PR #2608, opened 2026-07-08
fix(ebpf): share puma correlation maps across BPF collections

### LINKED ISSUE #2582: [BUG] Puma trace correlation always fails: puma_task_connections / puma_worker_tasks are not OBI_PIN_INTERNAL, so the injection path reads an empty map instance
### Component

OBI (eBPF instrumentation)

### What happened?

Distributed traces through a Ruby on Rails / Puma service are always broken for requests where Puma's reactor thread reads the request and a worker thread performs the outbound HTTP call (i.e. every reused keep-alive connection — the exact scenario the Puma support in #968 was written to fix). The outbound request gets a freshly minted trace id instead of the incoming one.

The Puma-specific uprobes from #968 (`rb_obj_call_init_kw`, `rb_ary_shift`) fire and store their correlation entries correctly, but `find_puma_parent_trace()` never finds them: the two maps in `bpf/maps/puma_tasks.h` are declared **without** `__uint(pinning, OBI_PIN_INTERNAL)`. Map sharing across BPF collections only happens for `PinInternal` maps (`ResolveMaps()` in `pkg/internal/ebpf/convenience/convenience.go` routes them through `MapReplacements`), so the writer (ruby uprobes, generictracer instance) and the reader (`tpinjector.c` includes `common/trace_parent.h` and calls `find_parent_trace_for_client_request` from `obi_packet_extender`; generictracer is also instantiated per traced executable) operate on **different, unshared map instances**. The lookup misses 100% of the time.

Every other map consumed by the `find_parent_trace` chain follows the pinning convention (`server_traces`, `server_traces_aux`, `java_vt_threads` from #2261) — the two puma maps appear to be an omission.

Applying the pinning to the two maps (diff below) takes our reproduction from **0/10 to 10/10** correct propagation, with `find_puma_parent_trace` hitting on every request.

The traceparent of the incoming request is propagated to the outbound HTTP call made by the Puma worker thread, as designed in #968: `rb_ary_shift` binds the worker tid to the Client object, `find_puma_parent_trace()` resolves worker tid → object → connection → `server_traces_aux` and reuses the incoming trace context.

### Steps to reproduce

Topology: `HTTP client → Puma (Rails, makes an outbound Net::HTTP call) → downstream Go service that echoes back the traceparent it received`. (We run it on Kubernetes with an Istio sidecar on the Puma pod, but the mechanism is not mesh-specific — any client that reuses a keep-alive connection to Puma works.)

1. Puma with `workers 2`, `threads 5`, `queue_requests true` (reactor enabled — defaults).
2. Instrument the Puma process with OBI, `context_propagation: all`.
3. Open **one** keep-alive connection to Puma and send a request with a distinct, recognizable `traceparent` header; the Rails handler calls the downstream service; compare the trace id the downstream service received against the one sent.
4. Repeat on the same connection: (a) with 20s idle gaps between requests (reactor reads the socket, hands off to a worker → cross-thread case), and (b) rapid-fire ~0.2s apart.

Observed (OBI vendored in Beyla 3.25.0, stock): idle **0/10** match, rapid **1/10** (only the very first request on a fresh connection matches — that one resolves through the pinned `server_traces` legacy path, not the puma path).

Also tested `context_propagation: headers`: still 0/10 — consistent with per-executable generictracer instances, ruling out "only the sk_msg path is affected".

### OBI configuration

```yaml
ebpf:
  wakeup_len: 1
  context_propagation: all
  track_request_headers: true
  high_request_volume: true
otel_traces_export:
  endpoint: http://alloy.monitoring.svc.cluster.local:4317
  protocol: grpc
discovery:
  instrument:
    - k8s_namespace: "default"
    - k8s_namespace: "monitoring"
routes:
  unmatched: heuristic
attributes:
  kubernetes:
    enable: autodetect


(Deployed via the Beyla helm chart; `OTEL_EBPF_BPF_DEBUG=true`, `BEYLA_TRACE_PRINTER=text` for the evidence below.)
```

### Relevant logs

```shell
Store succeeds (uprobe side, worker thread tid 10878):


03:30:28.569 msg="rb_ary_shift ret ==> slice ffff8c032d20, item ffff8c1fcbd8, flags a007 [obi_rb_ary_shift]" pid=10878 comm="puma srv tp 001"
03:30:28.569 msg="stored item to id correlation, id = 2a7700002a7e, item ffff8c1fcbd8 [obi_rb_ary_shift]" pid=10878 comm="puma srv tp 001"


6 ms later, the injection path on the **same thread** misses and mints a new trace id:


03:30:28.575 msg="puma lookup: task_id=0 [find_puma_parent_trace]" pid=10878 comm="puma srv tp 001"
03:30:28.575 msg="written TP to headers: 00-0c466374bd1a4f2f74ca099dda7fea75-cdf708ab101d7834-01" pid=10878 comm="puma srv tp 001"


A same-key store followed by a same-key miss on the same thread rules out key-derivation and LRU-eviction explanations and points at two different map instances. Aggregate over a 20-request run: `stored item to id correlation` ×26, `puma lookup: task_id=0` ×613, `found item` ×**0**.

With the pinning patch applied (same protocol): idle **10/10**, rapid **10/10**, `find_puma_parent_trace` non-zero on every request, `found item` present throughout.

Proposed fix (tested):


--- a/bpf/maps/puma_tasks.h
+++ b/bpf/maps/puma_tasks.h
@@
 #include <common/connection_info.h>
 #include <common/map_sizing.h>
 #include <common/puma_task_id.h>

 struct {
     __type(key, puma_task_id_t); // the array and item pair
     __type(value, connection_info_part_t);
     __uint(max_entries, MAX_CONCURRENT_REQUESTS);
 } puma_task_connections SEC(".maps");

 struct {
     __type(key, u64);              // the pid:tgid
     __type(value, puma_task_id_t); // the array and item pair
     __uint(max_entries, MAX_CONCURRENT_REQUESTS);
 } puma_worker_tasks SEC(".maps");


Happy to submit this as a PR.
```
++++++++++++++++++++
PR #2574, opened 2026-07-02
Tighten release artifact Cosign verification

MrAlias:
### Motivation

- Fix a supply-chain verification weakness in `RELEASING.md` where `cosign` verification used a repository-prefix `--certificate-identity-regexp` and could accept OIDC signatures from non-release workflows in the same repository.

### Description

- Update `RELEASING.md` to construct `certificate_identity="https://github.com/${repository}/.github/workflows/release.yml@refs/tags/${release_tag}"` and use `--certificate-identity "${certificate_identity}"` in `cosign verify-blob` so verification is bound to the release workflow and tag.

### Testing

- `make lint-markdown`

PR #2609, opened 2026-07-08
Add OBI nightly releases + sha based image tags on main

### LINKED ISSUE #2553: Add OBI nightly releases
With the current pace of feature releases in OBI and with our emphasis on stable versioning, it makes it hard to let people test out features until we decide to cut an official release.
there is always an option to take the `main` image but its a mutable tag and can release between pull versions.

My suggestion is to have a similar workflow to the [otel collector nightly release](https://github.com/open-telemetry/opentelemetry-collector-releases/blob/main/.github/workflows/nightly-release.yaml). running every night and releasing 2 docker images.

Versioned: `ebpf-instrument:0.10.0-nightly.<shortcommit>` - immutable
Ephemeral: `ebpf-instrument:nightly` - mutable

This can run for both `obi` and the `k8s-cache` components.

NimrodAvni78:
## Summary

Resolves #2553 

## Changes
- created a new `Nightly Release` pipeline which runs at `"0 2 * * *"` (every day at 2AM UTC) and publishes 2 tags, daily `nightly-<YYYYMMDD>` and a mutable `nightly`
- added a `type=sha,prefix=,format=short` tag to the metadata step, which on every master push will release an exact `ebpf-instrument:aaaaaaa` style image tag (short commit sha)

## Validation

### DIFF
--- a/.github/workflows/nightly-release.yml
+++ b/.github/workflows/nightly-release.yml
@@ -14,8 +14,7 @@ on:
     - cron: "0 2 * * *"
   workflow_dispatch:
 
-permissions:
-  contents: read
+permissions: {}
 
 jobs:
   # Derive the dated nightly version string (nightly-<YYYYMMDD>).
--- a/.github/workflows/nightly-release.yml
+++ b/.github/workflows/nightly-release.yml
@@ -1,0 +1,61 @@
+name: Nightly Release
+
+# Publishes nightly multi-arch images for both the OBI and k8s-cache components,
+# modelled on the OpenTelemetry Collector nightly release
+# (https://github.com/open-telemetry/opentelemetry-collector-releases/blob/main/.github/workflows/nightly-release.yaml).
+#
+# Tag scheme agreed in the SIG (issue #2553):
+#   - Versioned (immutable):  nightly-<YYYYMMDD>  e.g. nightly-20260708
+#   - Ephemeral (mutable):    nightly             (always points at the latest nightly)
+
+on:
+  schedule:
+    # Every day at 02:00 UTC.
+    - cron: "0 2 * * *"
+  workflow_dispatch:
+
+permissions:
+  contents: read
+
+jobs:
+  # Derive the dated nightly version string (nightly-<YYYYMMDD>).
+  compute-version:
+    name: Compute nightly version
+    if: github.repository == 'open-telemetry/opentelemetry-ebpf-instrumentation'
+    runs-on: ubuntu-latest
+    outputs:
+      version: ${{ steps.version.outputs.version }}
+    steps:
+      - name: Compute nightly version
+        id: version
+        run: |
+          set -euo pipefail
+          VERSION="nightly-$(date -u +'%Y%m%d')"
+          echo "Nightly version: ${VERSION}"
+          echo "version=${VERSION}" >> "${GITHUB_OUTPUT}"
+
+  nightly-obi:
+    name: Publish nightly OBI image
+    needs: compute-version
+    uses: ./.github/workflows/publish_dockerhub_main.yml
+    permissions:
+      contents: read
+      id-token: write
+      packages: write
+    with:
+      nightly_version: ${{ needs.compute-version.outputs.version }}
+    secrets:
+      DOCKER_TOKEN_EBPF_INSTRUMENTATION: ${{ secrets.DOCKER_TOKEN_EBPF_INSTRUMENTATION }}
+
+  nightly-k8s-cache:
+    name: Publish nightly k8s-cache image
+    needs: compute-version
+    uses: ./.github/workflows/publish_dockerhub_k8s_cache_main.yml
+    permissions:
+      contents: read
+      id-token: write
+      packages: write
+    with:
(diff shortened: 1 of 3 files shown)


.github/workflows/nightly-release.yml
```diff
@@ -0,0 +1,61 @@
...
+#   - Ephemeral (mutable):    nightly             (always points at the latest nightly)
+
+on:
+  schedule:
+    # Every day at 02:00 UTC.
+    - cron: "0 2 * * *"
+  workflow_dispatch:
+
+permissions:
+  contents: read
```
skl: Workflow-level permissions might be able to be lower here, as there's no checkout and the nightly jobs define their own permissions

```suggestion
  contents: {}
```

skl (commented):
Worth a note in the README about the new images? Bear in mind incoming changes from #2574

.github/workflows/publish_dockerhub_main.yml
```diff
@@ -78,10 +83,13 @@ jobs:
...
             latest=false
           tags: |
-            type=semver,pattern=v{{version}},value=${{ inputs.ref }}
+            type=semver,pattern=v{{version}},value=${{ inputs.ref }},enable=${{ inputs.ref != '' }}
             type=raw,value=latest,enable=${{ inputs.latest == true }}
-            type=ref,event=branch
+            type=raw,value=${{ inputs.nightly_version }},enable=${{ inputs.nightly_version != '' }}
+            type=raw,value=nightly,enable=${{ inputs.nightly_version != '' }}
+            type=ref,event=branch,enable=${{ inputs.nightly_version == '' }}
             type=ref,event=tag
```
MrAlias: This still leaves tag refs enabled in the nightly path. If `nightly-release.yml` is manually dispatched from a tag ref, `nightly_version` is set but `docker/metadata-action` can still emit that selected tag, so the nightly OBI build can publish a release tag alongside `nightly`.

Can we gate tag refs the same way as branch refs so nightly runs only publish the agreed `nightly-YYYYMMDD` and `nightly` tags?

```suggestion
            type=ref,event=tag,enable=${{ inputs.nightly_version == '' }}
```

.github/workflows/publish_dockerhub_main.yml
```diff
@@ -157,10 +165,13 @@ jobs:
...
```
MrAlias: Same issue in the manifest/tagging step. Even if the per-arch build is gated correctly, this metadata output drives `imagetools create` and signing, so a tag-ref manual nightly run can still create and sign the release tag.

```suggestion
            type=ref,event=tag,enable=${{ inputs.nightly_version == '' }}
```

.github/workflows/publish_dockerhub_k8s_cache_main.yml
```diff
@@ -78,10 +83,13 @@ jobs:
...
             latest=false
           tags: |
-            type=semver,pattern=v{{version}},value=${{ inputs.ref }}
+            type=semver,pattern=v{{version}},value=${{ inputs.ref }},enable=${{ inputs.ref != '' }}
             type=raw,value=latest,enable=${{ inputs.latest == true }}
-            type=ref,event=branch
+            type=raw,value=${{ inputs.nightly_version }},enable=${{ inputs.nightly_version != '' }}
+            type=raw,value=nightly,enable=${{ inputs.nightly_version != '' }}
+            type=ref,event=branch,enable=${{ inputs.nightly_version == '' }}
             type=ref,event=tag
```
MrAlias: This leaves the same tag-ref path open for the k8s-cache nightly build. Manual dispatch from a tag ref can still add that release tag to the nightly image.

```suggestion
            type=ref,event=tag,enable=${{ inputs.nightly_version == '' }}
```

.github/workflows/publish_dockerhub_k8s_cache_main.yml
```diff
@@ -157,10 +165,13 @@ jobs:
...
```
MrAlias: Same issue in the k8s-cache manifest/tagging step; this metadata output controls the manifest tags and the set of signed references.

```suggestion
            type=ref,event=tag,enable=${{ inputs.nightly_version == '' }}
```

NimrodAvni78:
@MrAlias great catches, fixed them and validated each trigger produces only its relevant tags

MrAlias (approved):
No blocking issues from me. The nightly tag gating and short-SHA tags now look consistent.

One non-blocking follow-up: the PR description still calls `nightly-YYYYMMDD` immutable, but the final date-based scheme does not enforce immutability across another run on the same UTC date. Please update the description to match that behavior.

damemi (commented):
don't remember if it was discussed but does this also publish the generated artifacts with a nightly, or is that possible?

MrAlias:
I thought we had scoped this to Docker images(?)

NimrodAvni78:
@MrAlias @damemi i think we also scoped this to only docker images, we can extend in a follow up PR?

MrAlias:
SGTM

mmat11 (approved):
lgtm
++++++++++++++++++++
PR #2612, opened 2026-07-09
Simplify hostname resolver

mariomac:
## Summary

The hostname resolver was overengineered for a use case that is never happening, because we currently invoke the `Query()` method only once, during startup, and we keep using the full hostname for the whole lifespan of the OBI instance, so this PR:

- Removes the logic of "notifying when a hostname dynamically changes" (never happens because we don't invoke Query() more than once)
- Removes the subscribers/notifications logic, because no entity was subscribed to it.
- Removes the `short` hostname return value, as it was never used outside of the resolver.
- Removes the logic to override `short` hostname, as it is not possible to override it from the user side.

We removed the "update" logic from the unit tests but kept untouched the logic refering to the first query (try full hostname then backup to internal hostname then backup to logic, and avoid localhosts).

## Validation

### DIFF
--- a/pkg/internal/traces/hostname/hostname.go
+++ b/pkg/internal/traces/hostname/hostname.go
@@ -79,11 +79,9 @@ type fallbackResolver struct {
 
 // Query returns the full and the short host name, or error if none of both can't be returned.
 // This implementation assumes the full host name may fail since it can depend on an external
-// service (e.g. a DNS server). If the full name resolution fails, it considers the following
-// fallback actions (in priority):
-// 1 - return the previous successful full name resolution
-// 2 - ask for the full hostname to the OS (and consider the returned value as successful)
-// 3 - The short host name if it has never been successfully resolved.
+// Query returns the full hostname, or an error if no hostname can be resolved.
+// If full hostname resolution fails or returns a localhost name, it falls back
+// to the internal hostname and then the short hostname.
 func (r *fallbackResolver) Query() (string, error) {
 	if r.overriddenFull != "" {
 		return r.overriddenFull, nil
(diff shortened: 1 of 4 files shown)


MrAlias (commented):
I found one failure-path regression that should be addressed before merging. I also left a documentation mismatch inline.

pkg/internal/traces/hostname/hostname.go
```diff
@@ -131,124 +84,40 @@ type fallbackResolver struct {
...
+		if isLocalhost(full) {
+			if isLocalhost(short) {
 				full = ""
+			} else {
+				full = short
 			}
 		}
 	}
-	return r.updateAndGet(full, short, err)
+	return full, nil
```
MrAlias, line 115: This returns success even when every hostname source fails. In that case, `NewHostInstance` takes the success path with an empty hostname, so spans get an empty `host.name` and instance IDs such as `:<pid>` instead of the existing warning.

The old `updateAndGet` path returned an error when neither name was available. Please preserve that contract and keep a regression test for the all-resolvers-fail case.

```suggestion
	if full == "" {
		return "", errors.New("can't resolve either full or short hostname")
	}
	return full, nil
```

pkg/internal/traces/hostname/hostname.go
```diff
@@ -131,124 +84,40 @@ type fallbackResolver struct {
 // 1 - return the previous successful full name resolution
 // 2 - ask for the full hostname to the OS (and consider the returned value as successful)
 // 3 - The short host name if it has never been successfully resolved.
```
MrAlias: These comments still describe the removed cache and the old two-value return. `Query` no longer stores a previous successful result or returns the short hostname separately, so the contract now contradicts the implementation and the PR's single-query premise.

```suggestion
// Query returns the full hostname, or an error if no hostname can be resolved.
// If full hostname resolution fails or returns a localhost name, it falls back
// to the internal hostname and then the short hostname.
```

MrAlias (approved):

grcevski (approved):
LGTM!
++++++++++++++++++++
Would you please copy, word for word, everything above from the line containing "PR #2608, opened 2026-07-08" down to the line containing "### What happened?", those two lines included?

=== Answer to this problem ===
PR #2608, opened 2026-07-08
fix(ebpf): share puma correlation maps across BPF collections

### LINKED ISSUE #2582: [BUG] Puma trace correlation always fails: puma_task_connections / puma_worker_tasks are not OBI_PIN_INTERNAL, so the injection path reads an empty map instance
### Component

OBI (eBPF instrumentation)

### What happened?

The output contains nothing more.